▶ **Assignment**: Scan the material for the word "well" and return every matching line.

--- --- ---

Issue #2361, opened 2019-12-08
main: simplify the output of --version


albfan:
Testing ctags with other programs, some of them try to check version.

Based on http://ctags.sourceforge.net/ (last version 5.8)

I expected 

```
$ ctags --version
5.9.0
```

But I get something like
```
$ ctags --version
Universal Ctags 0.0.0(4012dfce), Copyright (C) 2015 Universal Ctags Team
Universal Ctags is derived from Exuberant Ctags.
Exuberant Ctags 5.8, Copyright (C) 1996-2009 Darren Hiebert
  Compiled: Dec  8 2019, 17:47:51
  URL: https://ctags.io/
  Optional compiled features: +wildcards, +regex, +iconv, +option-directory, +xpath, +json, +interactive, +sandbox, +yaml, +packcc
```

`--version` seems like an `--info` option.

Related with #228

albfan:
Example of vim plugin using ctags and the complex check to find ctags version:

https://github.com/xolox/vim-easytags/blob/master/autoload/xolox/easytags.vim#L81

```
    let pattern = '\(Exuberant\|Universal\) Ctags \zs\(\d\+\(\.\d\+\)*\|Development\)'
```

I understand that exuberant ctags and universal ctags will match for a while, but as a dev tool we should ease this check.

masatake:
I agree but the format of output of --version is derrived from Exuberant Ctags.
Universal Ctags follows the format and extends it.

```
> $ ctags --version
5.9.0
```

How people can know this is u-ctags of e-ctags from this output?

masatake:
In addition, I would like to show clearly that u-ctags is derived from e-ctags though u-ctags is not official fork.

masatake:
However, we should handle https://github.com/universal-ctags/ctags/pull/2360#issuecomment-562537046 though this issue.

PR #2362, opened 2019-12-08
Update version

albfan:
Related with #2361

This reveals that versioning break test suite (which doesn't m takes sense).

We need a test suite able to avoid tag comments that breaks test suite or preprocess test fixtures to allow version on it (which seems overengineered)


masatake:
Merged into another pull request #2655.
Thank you.

PR #2366, opened 2019-12-10
win32: Use copyright mark on properties dialog box

k-takata:
Just a cosmetic change. Use copyright mark © instead of (C) in the properties dialog box.

Before this fix:
ctags-prop1

After this fix:
ctags-prop2


masatake:
The result of travis-ci is strange.

k-takata:
I rerun the failed travis job, and now it successes. Strange.

PR #2376, opened 2019-12-15
travis: sed command line for macos

masatake:
We tracked the strange result about the code verifying the rst files under docs/man are committed.
fc7e236 is for fixing the issue.

Without fc7e236,  in some cases, "make -C man QUICK=1 update-docs" does nothing.
As the result, the code using "git diff --exit-code docs/man" reports "o.k." though it is not o.k.
I guess it is related to low resolution of timestamp of the file system. (This never happens on GNU/Linux.)

This behaviour hides '\<' used in sed command line is not portable.

c6b9a4c defines an alternative regular expression that can be used in BSD sed.

TODO: We should drop the support for BSD make. We already use enough GNU make features. We cannot go back. We can utilize autotools for fixing part of issues. However, it is impossible to put our man pages to our web site with autotools. GNU make is needed to run "make -C man QUICK=1 update-docs".

### DIFF
--- a/misc/travis-check.sh
+++ b/misc/travis-check.sh
@@ -61,7 +61,7 @@ if [ "$TARGET" = "Unix" ]; then
         )
 
     else
-		make -C man QUICK=1 update-docs
+		make -B -C man QUICK=1 update-docs
 		if ! git diff --exit-code docs/man; then
 			echo "Files under docs/man/ are not up to date."
 			echo "Please execute 'make -C man QUICK=1 update-docs' and commit them."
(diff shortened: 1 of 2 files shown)


masatake:
I did it!

misc/travis-check.sh
```diff
@@ -61,6 +61,11 @@ if [ "$TARGET" = "Unix" ]; then
         )
 
     else
+		# For forcing make command to run update-docs target,
+		# call touch command and sleep command here.
+		touch man/*.rst
+		sleep 1
+		touch man/*.rst.i
```
k-takata: Isn't this a mistake of `touch man/*.rst.in`?

k-takata: Or, how about using `make -B`?

masatake: Thank you. -B looks better. I will update this pull request after some testing with -B option.

masatake: Updated. It works fine.

PR #2377, opened 2019-12-15
circleci: run test cases on Fedora31 instead of Fedora30

masatake:


masatake:
It seems that BSD make package in Fedora 31 is broken.

PR #2367, opened 2019-12-11
Extend tokeninfo API

masatake:
Define some new macros accessing fields of tokenInfo data type.
I found they were useful when prototyping a vala parser with tokenInfo in #621.

PR #2378, opened 2019-12-16
travis: force make command to run update-docs target of man/Makefile

masatake:
On a file system with low resolution of timestamp, the code verifying
rst files under docs/man are commited doesn't work well. On the such
file system, "make -C man QUICK=1 update-docs" does nothing in some
cases. I inspected this issue in #2367.

Suggested by @k-takata in #2376.

### DIFF
--- a/misc/travis-check.sh
+++ b/misc/travis-check.sh
@@ -61,7 +61,7 @@ if [ "$TARGET" = "Unix" ]; then
         )
 
     else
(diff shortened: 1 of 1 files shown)


masatake:
Reproduced well.

masatake:
Reproduced again.

masatake:
The chage is cherry-pick'ed by #2376.

PR #2385, opened 2019-12-23
main: Handle empty HOME, HOMEDRIVE, and HOMEPATH envvar

masatake:
See https://github.com/universal-ctags/ctags/pull/2384#discussion_r359695228 .

No test case. I cannot find a way to write a test case for Tmain easily.


masatake:
@k-takata, could you look into 
610d1fe  ?

masatake:
I unified this pull request and #2384 into #2386.

PR #3716, opened 2023-05-10
D: parse template instance types

ntrel:
2 commits to parse them in either a function parameter list, or for general tokens.

https://dlang.org/spec/template.html#explicit_tmp_instantiation


masatake (approved):

masatake:
Thank you.

PR #3720, opened 2023-05-12
Verilog: support virtual interface variables

hirooih:
`virtual interface` is a variable. But the Verilog parser mistakenly declared it as an interface.
This PR fixes the issue.

### DIFF
--- a/parsers/verilog.c
+++ b/parsers/verilog.c
@@ -1,27 +1,27 @@
 /*
- *   Copyright (c) 2003, Darren Hiebert
- *   Copyright (c) 2017, Vitor Antunes
- *   Copyright (c) 2020, Hiroo Hayashi
+ *	 Copyright (c) 2003, Darren Hiebert
+ *	 Copyright (c) 2017, Vitor Antunes
+ *	 Copyright (c) 2020, Hiroo Hayashi
  *
- *   This source code is released for free distribution under the terms of the
- *   GNU General Public License version 2 or (at your option) any later version.
+ *	 This source code is released for free distribution under the terms of the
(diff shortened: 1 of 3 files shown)


parsers/verilog.c
```diff
@@ -132,6 +133,7 @@ typedef struct sTokenInfo {
 	bool                classScope;    /* Context is local to the current sub-context */
 	bool				parameter;	   /* parameter which can be overridden */
 	bool				hasParamList;  /* module definition has a parameter port list */
+	bool		    virtual;       /* has virtual */
```
masatake, line 136: I don't care about whitespaces in code that I don't maintain directly.
However, you can care:-).

image

If you use Emacs, M-x whitespace-mode helps you see how the sequence of whitespace is made.

masatake (approved):

parsers/verilog.c
hirooih: @masatake san,

> However, you can care:-).

Sorry.  I have been caring about it.

The indentation rules for this project are different from those I usually use.
I worked on a new PC that had not yet been configured for this project. I wrongly indented the code by hand and committed it.

I have corrected the original commit.

I was also concerned about the inconsistent use of spaces in the indentation. I took this opportunity to add a commit that fixes that as well.

Could you review it again?

masatake: About the style of spacing(?), I don't have a strong preference.
If the file's maintainer feels comfortable, that's good.


As a reference, we have .editorconfig globally used in our code base.
If you have not introduced editorconfig on your new PC, this will be a good time to introduce it.

masatake (approved):

hirooih:
Thank you for your reviewing.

--- --- ---

▶ **Answer to this task**:
rst files under docs/man are commited doesn't work well. On the such
Reproduced well.
I was also concerned about the inconsistent use of spaces in the indentation. I took this opportunity to add a commit that fixes that as well.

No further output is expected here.